Month 5: Legal Query Rejection Rates. Legal queries had a 45% rejection rate because buyers did not trust AI for interpretation. I reclassified all legal queries as “human-only.” The AI now states “This requires legal review” and surfaces relevant clauses without interpretation.

Key Assumption Changes

I started with the assumption that buyers would trust AI if answers were accurate. Reality was different: buyers trusted AI only when they could verify sources quickly. I made citations one-click accessible and added document previews in the chat interface.

The routing logic evolved from binary (AI vs. human) to three tiers (AI-assisted, human-verified, human-only). Confidence thresholds became query-category-specific: higher for interpretation, lower for simple retrieval. Feedback loops went from monthly to weekly as usage scaled.

Lessons from These Incidents

Precision matters more than recall in high-stakes environments. One wrong answer costs more trust than ten low-confidence fallbacks. Query classification stays iterative because user behavior evolves continuously. Transparent sourcing built buyer trust faster than summary quality alone.

11. Trade-Offs

Every decision below was a deliberate risk management choice.

I did not pursue full automation. Contract decisions carry legal consequences that require human judgment. The cost was longer workflows; the benefit was near-zero consequential errors.

I prioritized precision over recall. A missed result is recoverable; a wrong result erodes trust permanently. Some queries returned “no confident answer” during the pilot. That was acceptable because it signaled honesty.

I started with GPT-3.5-turbo instead of GPT-4. Latency, cost, and stability concerns outweighed the reasoning improvement for retrieval tasks. The trade-off was slightly lower answer quality for faster response times and predictable costs.

I used off-the-shelf embeddings from OpenAI and Cohere rather than custom models. Custom models would have delayed launch by months for marginal accuracy gains.

I scoped edge cases out of v1. Multilingual contracts, scanned PDFs, and handwritten amendments represented under 5% of queries but would have consumed over 40% of engineering effort. Explicit unsupported-query messages with manual escalation paths served as the interim solution.

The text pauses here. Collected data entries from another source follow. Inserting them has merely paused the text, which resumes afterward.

PR #202, opened 2020-07-15
Implement loading args from config

### LINKED ISSUE #201: Implement config loading
Extensions.Configuration.Ini should work.

Config as defined in bmx v2.0:

```
type UserConfig struct {
	AllowProjectConfigs bool
	Org                 string
	User                string
	Account             string
	Role                string
	Profile             string
}
```

Read from ~/.bmx/config file and optionally .bmx files inside CWD (read recursively, could be in sub-folders).

boarnoah:
Closes #201 

Did some odd stuff for merging values for runtime args to values found in configs, System.CommandLine doesn't have a good solution for this [at the moment](https://github.com/dotnet/command-line-api/issues/857).

Aside:
That lib has a lot of in-draft/wip features so I think it makes sense to do some things manually for now.

### DIFF
--- a/Bmx.CommandLine/IniConfiguration.cs
+++ b/Bmx.CommandLine/IniConfiguration.cs
@@ -3,6 +3,8 @@ using System;
 using System.IO;
 using System.Security;
 using Microsoft.Extensions.Configuration;
+using Microsoft.Extensions.FileProviders;
+using Microsoft.Extensions.FileProviders.Physical;
 
 namespace Bmx.CommandLine {
 	public class IniConfiguration : IBmxConfig {
@@ -24,31 +26,28 @@ namespace Bmx.CommandLine {
 
 		private static IConfiguration GetConfiguration() {
 			// Main config is at ~/.bmx/config
-			var configLocation =
-				Path.Join( Environment.GetFolderPath( Environment.SpecialFolder.UserProfile ), ".bmx", "config" );
+			var configLocation = Path.Join( Environment.GetFolderPath( Environment.SpecialFolder.UserProfile ), ".bmx",
+				"config" );
 
 			// If set, we recursively look up from CWD (all the way to root) for additional bmx config files (labelled as .bmx)
-			var shouldReadProjectConfig = ShouldReadProjectConfigs( configLocation );
+			var config = new ConfigurationBuilder().AddIniFile( configLocation, optional: true );
+
+			bool.TryParse( config.Build()["allow_project_configs"], out bool shouldReadProjectConfig );
+
 			string? projectConfigPath = null;
 
 			if( shouldReadProjectConfig ) {
 				projectConfigPath = GetProjectConfigPath();
 			}
 
-			var config = new ConfigurationBuilder().AddIniFile( configLocation );
-
 			if( shouldReadProjectConfig && projectConfigPath != null ) {
-				config.AddIniFile( projectConfigPath );
+				// Default file provider ignores files prefixed with ".", we need to provide our own as a result
+				var fileProvider =
+					new PhysicalFileProvider( Path.GetDirectoryName( projectConfigPath ), ExclusionFilters.None );
+				config.AddIniFile( fileProvider, Path.GetFileName( projectConfigPath ), optional: false, reloadOnChange: false );
 			}
 
 			return config.Build();
-		}
-
-		private static bool ShouldReadProjectConfigs( string primaryConfigLocation ) {
-			var config = new ConfigurationBuilder()
-				.AddIniFile( primaryConfigLocation ).Build();
-			bool.TryParse( config["allow_project_configs"], out bool allowProjectConfigs );
-			return allowProjectConfigs;
 		}
 
 		// Look from cwd up the directory chain all the way to root for a .bmx file
--- a/Bmx.CommandLine/IniConfiguration.cs
+++ b/Bmx.CommandLine/IniConfiguration.cs
@@ -1,0 +1,81 @@
+﻿#nullable enable
+using System;
+using System.IO;
+using System.Security;
+using Microsoft.Extensions.Configuration;
+
+namespace Bmx.CommandLine {
+	public class IniConfiguration : IBmxConfig {
+		public string? Org { get; }
+		public string? User { get; }
+		public string? Account { get; }
+		public string? Role { get; }
+		public string? Profile { get; }
+
+		public IniConfiguration() {
+			var config = GetConfiguration();
+
+			Org = config["org"];
+			User = config["user"];
+			Account = config["account"];
+			Role = config["role"];
+			Profile = config["profile"];
+		}
+
+		private static IConfiguration GetConfiguration() {
+			// Main config is at ~/.bmx/config
+			var configLocation =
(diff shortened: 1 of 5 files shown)


Bmx.CommandLine/IniConfiguration.cs
```diff
@@ -0,0 +1,81 @@
...
+			string? projectConfigPath = null;
+
+			if( shouldReadProjectConfig ) {
+				projectConfigPath = GetProjectConfigPath();
+			}
+
+			var config = new ConfigurationBuilder().AddIniFile( configLocation );
+
+			if( shouldReadProjectConfig && projectConfigPath != null ) {
+				config.AddIniFile( projectConfigPath );
```
neverendingqs, line 41: Double-check: order of config precedence is in reverse of the files added?

Bmx.CommandLine/IniConfiguration.cs
```diff
@@ -0,0 +1,81 @@
...
+
+		// Look from cwd up the directory chain all the way to root for a .bmx file
+		private static string? GetProjectConfigPath() {
+			DirectoryInfo? currentDirectory = new DirectoryInfo( Directory.GetCurrentDirectory() );
+
+			while( currentDirectory != null ) {
+				try {
+					var bmxConfigFiles = currentDirectory.GetFiles( ".bmx" );
+
+					if( bmxConfigFiles.Length > 1 ) {
```
neverendingqs, line 62: Is this only possible if there is a folder and file named `.bmx`?

Bmx.CommandLine/IniConfiguration.cs
boarnoah: [Yes](https://docs.microsoft.com/en-us/aspnet/core/fundamentals/configuration/?tabs=basicconfiguration&view=aspnetcore-3.1#default-configuration). 

Files added later (in this case project config) override config values from previous file (bmx overall config). 
And runtime args override both files.

Matches BMX 2.0's order.

Bmx.CommandLine/IniConfiguration.cs
boarnoah: It should work whenever there is a file labelled .bmx anywhere in the tree starting with cwd. So:

Assuming cwd is /home/foo/project/:

/home/foo/project/.bmx
/home/foo/.bmx
/home/.bmx
/.bmx 

are all valid destinations for the .bmx file for project configuration purposes. Bit weird but Implementing this behavior since its preexisting.

boarnoah:
I created a bug ( ~/.bmx/config not being optional), addressing now.

Bmx.CommandLine/IniConfiguration.cs
```diff
@@ -0,0 +1,81 @@
...
+
+			// If set, we recursively look up from CWD (all the way to root) for additional bmx config files (labelled as .bmx)
+			var shouldReadProjectConfig = ShouldReadProjectConfigs( configLocation );
+			string? projectConfigPath = null;
+
+			if( shouldReadProjectConfig ) {
+				projectConfigPath = GetProjectConfigPath();
+			}
+
+			var config = new ConfigurationBuilder().AddIniFile( configLocation );
```
cfbao, line 38: `new ConfigurationBuilder().AddIniFile` is called twice in this block (once inside `ShouldReadProjectConfigs`). I feel it can be avoided with better clarity.
Also, if you use `GetValue<bool>`, I don't find `ShouldReadProjectConfigs` adds much value as a separate method.

```suggestion
			var config = new ConfigurationBuilder().AddIniFile( configLocation, optional: true );
			bool shouldReadProjectConfig = config.Build().GetValue<bool>( "allow_project_configs" );
			string? projectConfigPath = null;

			if( shouldReadProjectConfig ) {
				projectConfigPath = GetProjectConfigPath();
			}
```

Bmx.CommandLine/IniConfiguration.cs
cfbao: @neverendingqs `GetFiles` should only find files not folders. I also don't know of a file system where a file and a folder can have the same path.

cfbao:
> Did some odd stuff for merging values for runtime args to values found in configs, System.CommandLine doesn't have a good solution for this [at the moment](https://github.com/dotnet/command-line-api/issues/857).
> 
> Aside:
> That lib has a lot of in-draft/wip features so I think it makes sense to do some things manually for now.

unfortunate 😞

Bmx.CommandLine/IniConfiguration.cs
boarnoah: Fair enough, removed it. However I still need to build the configuration twice. First to read it in order to see if project configs should be included, and then again including the project config.

Bmx.CommandLine/IniConfiguration.cs
```diff
@@ -0,0 +1,81 @@
...
+				config.AddIniFile( projectConfigPath );
+			}
+
+			return config.Build();
+		}
+
+		private static bool ShouldReadProjectConfigs( string primaryConfigLocation ) {
+			var config = new ConfigurationBuilder()
+				.AddIniFile( primaryConfigLocation ).Build();
+			bool.TryParse( config["allow_project_configs"], out bool allowProjectConfigs );
```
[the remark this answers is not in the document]
boarnoah: Decided to not use that since aside from this one boolean, the rest of the config options are consumed as simple strings.

Did strictly type the config a bit by having IniConfiguration implement IBmxConfig which lists the types it expects config to have.

Bmx.CommandLine/IniConfiguration.cs
```diff
@@ -24,33 +26,30 @@ public class IniConfiguration : IBmxConfig {
...
 
 			if( shouldReadProjectConfig ) {
 				projectConfigPath = GetProjectConfigPath();
 			}
 
-			var config = new ConfigurationBuilder().AddIniFile( configLocation );
-
 			if( shouldReadProjectConfig && projectConfigPath != null ) {
-				config.AddIniFile( projectConfigPath );
+				// Default file provider ignores files prefixed with ".", we need to provide our own as a result
```
cfbao, line 44: 🧐

Bmx.CommandLine/IniConfiguration.cs
```diff
@@ -0,0 +1,80 @@
...
+			Profile = config["profile"];
+		}
+
+		private static IConfiguration GetConfiguration() {
+			// Main config is at ~/.bmx/config
+			var configLocation = Path.Join( Environment.GetFolderPath( Environment.SpecialFolder.UserProfile ), ".bmx",
+				"config" );
+
+			// If set, we recursively look up from CWD (all the way to root) for additional bmx config files (labelled as .bmx)
+			var config = new ConfigurationBuilder().AddIniFile( configLocation, true );
```
cfbao, line 33: nit: name the parameter when passing in a literal for better readability. At least that's what's done in the LMS.
```suggestion
			var config = new ConfigurationBuilder().AddIniFile( configLocation, optional: true );
```

cfbao: similarly on L47.

boarnoah: 👍 that's a pretty cool feature.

To keep scope tight and learning velocity high, I deferred SI+ deep integration until data quality issues are resolved, excluded automated approvals because they require legal workflow redesign, and deferred pricing optimization because it requires cleaner spend data and cross-functional buy-in from finance.

Durable Lessons

AI adoption in enterprise procurement depends on change management as much as model selection. Trust grows through transparency and predictable behavior. Starting narrow with clear risk boundaries scales better than broad launch with loose constraints.

The highest-leverage product work in this domain is designing decision boundaries, anticipating failure modes, and building systems that degrade safely under uncertainty. The AI is one component. The product is the decision system around it.